Saved data entries:
::::::

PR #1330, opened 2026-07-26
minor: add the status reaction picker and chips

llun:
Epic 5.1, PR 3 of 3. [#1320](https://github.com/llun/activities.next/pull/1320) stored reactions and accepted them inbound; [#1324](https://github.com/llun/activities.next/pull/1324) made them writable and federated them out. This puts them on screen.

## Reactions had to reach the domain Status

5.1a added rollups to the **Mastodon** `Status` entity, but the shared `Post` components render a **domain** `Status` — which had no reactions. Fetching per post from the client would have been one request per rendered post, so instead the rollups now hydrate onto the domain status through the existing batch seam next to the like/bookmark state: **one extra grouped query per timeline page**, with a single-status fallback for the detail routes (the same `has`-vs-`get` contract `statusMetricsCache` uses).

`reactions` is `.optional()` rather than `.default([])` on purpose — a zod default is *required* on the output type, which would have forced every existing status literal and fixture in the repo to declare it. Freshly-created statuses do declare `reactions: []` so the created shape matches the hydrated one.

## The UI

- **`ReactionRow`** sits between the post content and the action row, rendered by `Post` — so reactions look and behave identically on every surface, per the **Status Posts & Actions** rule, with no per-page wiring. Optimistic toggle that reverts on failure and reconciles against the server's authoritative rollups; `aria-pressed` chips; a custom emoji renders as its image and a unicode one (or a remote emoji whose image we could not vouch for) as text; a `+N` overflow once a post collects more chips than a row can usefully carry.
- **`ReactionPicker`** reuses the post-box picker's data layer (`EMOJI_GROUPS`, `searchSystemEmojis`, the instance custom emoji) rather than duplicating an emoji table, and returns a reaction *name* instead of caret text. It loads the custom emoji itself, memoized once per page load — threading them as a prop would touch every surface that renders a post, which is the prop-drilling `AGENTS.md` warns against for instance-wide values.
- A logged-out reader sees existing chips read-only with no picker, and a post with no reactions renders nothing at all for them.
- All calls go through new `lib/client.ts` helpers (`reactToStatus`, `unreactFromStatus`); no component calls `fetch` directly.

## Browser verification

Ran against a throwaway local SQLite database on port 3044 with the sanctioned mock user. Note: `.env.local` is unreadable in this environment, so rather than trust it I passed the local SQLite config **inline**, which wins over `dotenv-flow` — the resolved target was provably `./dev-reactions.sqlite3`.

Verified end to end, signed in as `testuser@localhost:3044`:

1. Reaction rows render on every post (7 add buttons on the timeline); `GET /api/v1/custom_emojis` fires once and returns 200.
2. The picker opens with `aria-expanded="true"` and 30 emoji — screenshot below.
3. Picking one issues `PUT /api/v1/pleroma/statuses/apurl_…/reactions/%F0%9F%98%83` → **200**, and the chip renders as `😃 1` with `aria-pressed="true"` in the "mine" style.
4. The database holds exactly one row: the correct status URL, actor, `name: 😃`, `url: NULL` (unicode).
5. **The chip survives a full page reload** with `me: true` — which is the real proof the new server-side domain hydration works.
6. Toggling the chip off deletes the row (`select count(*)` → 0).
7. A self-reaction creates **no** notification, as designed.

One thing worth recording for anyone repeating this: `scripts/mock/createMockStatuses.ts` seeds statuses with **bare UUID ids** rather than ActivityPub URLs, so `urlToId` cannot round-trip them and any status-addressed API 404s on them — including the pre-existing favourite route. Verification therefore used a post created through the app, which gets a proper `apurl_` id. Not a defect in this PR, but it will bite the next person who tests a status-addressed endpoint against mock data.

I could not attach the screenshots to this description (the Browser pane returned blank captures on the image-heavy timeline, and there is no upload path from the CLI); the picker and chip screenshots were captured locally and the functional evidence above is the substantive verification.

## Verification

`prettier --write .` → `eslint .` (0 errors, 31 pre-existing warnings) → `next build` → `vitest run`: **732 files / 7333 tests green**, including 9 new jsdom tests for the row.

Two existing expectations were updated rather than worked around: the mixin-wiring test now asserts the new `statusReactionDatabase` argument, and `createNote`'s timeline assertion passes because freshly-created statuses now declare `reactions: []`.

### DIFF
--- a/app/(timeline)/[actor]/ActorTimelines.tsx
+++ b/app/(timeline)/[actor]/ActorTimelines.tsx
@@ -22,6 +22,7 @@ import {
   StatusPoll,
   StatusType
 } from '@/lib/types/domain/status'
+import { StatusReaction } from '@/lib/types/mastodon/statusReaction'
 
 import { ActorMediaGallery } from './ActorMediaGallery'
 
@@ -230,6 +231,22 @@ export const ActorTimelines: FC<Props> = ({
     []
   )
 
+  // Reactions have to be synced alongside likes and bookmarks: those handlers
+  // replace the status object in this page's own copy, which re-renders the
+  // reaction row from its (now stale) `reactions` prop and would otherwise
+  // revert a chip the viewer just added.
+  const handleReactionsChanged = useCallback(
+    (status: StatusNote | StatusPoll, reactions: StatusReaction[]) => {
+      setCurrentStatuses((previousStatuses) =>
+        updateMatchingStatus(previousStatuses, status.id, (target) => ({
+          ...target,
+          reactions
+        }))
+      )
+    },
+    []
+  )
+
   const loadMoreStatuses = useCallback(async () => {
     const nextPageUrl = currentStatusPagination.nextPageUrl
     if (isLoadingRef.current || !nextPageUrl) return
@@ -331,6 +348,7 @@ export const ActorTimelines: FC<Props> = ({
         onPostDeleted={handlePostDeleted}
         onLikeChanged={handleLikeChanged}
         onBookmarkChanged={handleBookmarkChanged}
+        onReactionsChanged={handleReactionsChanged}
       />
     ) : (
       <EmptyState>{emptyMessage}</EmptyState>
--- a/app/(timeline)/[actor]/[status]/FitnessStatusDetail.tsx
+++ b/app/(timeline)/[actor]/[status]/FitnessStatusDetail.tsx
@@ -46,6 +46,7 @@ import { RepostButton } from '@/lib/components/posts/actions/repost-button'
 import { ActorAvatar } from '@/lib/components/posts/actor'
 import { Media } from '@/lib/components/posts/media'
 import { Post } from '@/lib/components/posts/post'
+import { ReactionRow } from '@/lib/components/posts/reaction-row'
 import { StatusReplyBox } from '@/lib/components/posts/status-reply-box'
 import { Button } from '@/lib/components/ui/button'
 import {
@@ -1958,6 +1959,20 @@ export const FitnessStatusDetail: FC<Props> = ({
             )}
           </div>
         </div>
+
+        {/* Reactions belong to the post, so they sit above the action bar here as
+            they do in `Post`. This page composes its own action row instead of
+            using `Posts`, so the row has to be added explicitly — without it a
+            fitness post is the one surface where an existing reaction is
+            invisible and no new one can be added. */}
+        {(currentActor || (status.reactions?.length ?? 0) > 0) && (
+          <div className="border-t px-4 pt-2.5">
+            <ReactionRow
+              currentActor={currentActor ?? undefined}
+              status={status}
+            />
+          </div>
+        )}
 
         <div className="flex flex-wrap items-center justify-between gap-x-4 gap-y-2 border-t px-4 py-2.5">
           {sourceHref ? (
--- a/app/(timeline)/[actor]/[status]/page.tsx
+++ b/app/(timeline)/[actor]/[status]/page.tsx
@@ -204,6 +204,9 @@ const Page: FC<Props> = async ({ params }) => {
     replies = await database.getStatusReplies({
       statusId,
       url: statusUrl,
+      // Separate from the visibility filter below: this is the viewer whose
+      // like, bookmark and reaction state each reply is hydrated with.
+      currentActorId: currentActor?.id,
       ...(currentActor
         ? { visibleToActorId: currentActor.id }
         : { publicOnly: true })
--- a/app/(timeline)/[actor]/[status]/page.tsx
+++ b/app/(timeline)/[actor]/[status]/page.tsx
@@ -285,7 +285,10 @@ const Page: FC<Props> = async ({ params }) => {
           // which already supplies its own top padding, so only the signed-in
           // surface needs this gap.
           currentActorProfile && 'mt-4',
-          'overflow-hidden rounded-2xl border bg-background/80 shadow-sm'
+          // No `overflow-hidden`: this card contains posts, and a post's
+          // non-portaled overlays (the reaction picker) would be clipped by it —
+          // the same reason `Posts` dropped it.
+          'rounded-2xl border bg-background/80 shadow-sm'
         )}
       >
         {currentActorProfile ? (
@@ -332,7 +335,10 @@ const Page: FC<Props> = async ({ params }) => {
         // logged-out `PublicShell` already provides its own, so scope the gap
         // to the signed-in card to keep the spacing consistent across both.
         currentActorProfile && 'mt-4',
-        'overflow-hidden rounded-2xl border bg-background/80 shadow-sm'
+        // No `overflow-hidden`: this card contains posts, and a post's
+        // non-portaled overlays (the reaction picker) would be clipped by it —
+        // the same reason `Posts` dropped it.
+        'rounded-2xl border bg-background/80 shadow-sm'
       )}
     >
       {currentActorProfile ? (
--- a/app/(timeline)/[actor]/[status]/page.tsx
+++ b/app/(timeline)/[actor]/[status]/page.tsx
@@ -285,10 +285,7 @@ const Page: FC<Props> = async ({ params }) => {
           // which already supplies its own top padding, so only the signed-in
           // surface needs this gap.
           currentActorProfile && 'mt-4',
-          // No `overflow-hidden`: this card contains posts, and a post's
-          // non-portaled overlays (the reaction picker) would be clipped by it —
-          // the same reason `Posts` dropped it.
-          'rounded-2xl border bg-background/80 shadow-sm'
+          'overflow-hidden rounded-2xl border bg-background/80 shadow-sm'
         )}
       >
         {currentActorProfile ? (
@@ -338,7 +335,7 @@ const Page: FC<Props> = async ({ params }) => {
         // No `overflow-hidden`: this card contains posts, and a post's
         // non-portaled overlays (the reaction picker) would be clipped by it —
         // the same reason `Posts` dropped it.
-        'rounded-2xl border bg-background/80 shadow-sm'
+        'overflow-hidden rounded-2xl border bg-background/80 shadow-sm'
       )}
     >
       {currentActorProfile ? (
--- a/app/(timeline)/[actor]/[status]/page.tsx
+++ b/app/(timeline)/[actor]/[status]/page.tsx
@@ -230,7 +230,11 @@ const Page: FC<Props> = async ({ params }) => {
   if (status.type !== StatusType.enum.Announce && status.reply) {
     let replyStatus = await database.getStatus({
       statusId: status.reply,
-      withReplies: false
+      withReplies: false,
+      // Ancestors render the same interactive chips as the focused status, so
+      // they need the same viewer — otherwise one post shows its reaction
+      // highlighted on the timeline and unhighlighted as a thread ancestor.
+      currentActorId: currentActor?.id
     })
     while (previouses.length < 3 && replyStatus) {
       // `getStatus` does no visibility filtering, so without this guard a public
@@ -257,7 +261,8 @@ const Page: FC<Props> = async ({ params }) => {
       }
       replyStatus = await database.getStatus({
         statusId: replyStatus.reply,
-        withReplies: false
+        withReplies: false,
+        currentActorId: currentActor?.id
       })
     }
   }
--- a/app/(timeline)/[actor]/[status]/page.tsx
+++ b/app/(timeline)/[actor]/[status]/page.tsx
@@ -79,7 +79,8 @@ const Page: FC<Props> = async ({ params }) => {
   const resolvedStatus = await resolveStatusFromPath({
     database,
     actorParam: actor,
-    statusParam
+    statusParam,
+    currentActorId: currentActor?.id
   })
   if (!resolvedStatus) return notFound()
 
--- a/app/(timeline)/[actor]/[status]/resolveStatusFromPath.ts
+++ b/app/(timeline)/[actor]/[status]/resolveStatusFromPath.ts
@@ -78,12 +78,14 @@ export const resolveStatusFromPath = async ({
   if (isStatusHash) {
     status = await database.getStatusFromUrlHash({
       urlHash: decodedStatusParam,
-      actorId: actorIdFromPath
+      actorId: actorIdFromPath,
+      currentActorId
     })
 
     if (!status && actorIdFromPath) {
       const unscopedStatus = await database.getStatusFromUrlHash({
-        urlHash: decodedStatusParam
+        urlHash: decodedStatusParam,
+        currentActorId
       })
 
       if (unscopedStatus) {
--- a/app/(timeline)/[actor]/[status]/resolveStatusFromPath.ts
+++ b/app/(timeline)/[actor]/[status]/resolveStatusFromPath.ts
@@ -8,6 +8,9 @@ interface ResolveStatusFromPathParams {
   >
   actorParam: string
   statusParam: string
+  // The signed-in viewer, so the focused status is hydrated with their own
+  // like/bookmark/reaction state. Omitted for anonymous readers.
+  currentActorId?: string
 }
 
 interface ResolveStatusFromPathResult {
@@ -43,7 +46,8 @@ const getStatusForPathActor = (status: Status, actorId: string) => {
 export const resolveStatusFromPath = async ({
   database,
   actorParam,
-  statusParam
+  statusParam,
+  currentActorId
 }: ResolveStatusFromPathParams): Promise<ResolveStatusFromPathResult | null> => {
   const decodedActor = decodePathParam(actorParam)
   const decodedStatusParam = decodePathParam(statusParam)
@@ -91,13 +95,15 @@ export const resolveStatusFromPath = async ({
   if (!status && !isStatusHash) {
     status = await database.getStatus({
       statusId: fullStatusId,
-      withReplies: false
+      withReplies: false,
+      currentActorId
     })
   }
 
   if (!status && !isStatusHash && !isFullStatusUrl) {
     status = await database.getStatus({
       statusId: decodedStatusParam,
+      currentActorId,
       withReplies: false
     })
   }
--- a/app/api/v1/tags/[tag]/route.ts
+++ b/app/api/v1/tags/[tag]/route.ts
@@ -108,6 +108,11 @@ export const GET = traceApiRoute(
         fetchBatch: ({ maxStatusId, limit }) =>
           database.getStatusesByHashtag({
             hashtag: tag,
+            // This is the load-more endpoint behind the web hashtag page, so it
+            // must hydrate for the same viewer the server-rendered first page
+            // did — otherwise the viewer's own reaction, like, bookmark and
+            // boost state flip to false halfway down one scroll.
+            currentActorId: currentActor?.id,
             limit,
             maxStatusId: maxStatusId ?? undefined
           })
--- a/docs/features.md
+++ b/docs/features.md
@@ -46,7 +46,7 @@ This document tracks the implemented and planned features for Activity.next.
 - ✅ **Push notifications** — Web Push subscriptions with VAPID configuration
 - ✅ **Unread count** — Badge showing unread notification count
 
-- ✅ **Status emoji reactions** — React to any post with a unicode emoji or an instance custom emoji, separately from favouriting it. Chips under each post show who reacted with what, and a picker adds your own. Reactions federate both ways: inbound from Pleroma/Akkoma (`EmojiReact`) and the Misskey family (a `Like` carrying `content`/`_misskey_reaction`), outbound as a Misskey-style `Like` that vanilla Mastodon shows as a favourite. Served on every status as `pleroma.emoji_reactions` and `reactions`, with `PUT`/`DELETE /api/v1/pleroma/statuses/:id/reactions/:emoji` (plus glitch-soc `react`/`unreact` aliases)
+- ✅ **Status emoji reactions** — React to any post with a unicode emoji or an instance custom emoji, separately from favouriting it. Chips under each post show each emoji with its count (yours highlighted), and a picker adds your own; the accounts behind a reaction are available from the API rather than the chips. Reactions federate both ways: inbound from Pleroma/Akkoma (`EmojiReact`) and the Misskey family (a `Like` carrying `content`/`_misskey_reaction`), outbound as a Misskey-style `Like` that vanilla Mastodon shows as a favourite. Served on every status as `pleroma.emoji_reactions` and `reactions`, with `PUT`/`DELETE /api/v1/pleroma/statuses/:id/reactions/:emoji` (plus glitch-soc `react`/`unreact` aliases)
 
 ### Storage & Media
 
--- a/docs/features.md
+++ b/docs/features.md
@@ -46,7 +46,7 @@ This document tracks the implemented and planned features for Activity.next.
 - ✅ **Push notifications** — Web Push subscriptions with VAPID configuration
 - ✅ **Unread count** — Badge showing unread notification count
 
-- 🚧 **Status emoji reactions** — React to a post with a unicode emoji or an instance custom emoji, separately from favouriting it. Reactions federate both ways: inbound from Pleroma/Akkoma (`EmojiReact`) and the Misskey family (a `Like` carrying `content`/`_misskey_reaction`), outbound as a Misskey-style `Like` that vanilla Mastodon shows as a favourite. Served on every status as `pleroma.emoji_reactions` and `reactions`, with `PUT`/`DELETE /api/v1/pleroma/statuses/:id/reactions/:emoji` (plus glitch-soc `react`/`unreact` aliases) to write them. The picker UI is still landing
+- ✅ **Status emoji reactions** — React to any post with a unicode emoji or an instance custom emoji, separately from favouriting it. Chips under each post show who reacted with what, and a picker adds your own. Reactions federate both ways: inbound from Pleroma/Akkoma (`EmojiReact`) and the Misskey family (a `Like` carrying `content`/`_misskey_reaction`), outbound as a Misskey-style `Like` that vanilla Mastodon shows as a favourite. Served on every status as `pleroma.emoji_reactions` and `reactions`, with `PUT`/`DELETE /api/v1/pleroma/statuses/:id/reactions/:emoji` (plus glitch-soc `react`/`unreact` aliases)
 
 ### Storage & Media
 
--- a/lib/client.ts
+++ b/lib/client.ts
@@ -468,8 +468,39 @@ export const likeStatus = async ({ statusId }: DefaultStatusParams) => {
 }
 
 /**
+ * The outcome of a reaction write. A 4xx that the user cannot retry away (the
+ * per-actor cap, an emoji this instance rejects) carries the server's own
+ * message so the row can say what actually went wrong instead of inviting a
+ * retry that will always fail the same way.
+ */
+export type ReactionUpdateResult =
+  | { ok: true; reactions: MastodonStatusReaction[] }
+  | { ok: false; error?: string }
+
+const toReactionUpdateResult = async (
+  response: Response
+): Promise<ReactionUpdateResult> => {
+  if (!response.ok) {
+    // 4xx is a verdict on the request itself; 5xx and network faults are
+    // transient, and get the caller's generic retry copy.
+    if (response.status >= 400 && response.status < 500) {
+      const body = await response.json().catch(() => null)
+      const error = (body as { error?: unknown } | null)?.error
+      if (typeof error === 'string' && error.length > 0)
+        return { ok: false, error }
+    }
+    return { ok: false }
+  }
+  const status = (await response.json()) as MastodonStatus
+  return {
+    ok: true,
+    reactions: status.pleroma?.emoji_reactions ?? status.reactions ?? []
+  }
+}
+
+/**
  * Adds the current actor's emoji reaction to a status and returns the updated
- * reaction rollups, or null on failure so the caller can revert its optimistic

::::::

* _ACTION ITEM_: For each line of the entries that includes "isStatusHash", show that line.

* _COMPLETED TASK_:
   if (isStatusHash) {
   if (!status && !isStatusHash) {
   if (!status && !isStatusHash && !isFullStatusUrl) {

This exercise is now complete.